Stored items
= Beginning of Section =
PR #1411, opened 2017-06-27
Add TestPlugin suite for in-development testing

gabizou:
**SpongeCommon** | [SpongeForge](https://github.com/SpongePowered/SpongeForge/pull/1606) | [SpongeVanilla](https://github.com/SpongePowered/SpongeVanilla/pull/334)
This adds a unique TestPlugins project to SpongeCommon that would allow for implementation and API to be tested in a plugin-like environment.

What this does:
- Adds a "in-dev" plugin that is exposed in development environments that can be used without manually adding plugins back and forth to the module/project dependencies
- Avoids the test plugin output to be included in shadow jars for production jars (source jars and javadoc jars included)
- Allows for future unit testing integration with pre-defined listeners


testplugins/src/main/java/org/spongepowered/test/TestPlugin.java
```diff
@@ -0,0 +1,50 @@
...
+import org.spongepowered.api.plugin.Plugin;
+
+@Plugin(
+    id = "testplugin",
+    name = "TestPlugin",
+    version = "0.0.1-SNAPSHOT",
+    url = "spongepowered.org",
+    authors = "SpongePowered"
+)
+public class TestPlugin {
```
kashike: Perhaps it would be better to put each test plugin in their own class - `ScaledHealthTest`, in this case. Some can get quite large when dealing with complex functionality.

gabizou: Would need to test with both Forge and Vanilla environments to assure that neither will produce an invalid plugin container error with multiple "plugins" in the same "container" so to speak.

gradle/implementation.gradle
```diff
@@ -12,10 +13,12 @@ ext.apiSuffix = (api.version - '-SNAPSHOT') + '-BETA'
 dependencies {
     compile common
     compile common.sourceSets.java6.output
+//    compile testPlugins
```
kashike: remove

gradle/implementation.gradle
```diff
@@ -12,10 +13,12 @@ ext.apiSuffix = (api.version - '-SNAPSHOT') + '-BETA'
...
 }
 
 sourceSets {
     java6.compileClasspath += main.compileClasspath + main.output
+//    testPlugins.compileClasspath += api.compileClasspath + api.output
```
kashike: remove

kashike (changes requested):

testplugins/gradle.properties
```diff
@@ -0,0 +1 @@
+include ':SpongeCommon'
```
stephan-gh: This doesn't do anything, `gradle.properties` is for key value pairs of properties exposed to the Gradle project. Includes must be in `settings.gradle` but is it really needed?

stephan-gh (changes requested):

testplugins/gradle/wrapper/gradle-wrapper.properties
```diff
@@ -0,0 +1,6 @@
+#Sun Jan 08 11:37:06 CET 2017
+distributionBase=GRADLE_USER_HOME
+distributionPath=wrapper/dists
+zipStoreBase=GRADLE_USER_HOME
+zipStorePath=wrapper/dists
+distributionUrl=https\://services.gradle.org/distributions/gradle-3.3-bin.zip
```
stephan-gh: No need for a separate wrapper for the subproject

stephan-gh (changes requested):

gabizou:
@Minecrell @kashike looks good?

kashike (approved):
= End of Section =
_EXERCISE GOAL_
The records are to be duplicated in full, with every word kept exactly.

_FINISHED EXERCISE_
PR #1411, opened 2017-06-27
Add TestPlugin suite for in-development testing

gabizou:
**SpongeCommon** | [SpongeForge](https://github.com/SpongePowered/SpongeForge/pull/1606) | [SpongeVanilla](https://github.com/SpongePowered/SpongeVanilla/pull/334)
This adds a unique TestPlugins project to SpongeCommon that would allow for implementation and API to be tested in a plugin-like environment.

What this does:
- Adds a "in-dev" plugin that is exposed in development environments that can be used without manually adding plugins back and forth to the module/project dependencies
- Avoids the test plugin output to be included in shadow jars for production jars (source jars and javadoc jars included)
- Allows for future unit testing integration with pre-defined listeners


testplugins/src/main/java/org/spongepowered/test/TestPlugin.java
```diff
@@ -0,0 +1,50 @@
...
+import org.spongepowered.api.plugin.Plugin;
+
+@Plugin(
+    id = "testplugin",
+    name = "TestPlugin",
+    version = "0.0.1-SNAPSHOT",
+    url = "spongepowered.org",
+    authors = "SpongePowered"
+)
+public class TestPlugin {
```
kashike: Perhaps it would be better to put each test plugin in their own class - `ScaledHealthTest`, in this case. Some can get quite large when dealing with complex functionality.

gabizou: Would need to test with both Forge and Vanilla environments to assure that neither will produce an invalid plugin container error with multiple "plugins" in the same "container" so to speak.

gradle/implementation.gradle
```diff
@@ -12,10 +13,12 @@ ext.apiSuffix = (api.version - '-SNAPSHOT') + '-BETA'
 dependencies {
     compile common
     compile common.sourceSets.java6.output
+//    compile testPlugins
```
kashike: remove

gradle/implementation.gradle
```diff
@@ -12,10 +13,12 @@ ext.apiSuffix = (api.version - '-SNAPSHOT') + '-BETA'
...
 }
 
 sourceSets {
     java6.compileClasspath += main.compileClasspath + main.output
+//    testPlugins.compileClasspath += api.compileClasspath + api.output
```
kashike: remove

kashike (changes requested):

testplugins/gradle.properties
```diff
@@ -0,0 +1 @@
+include ':SpongeCommon'
```
stephan-gh: This doesn't do anything, `gradle.properties` is for key value pairs of properties exposed to the Gradle project. Includes must be in `settings.gradle` but is it really needed?

stephan-gh (changes requested):

testplugins/gradle/wrapper/gradle-wrapper.properties
```diff
@@ -0,0 +1,6 @@
+#Sun Jan 08 11:37:06 CET 2017
+distributionBase=GRADLE_USER_HOME
+distributionPath=wrapper/dists
+zipStoreBase=GRADLE_USER_HOME
+zipStorePath=wrapper/dists
+distributionUrl=https\://services.gradle.org/distributions/gradle-3.3-bin.zip
```
stephan-gh: No need for a separate wrapper for the subproject

stephan-gh (changes requested):

gabizou:
@Minecrell @kashike looks good?

kashike (approved):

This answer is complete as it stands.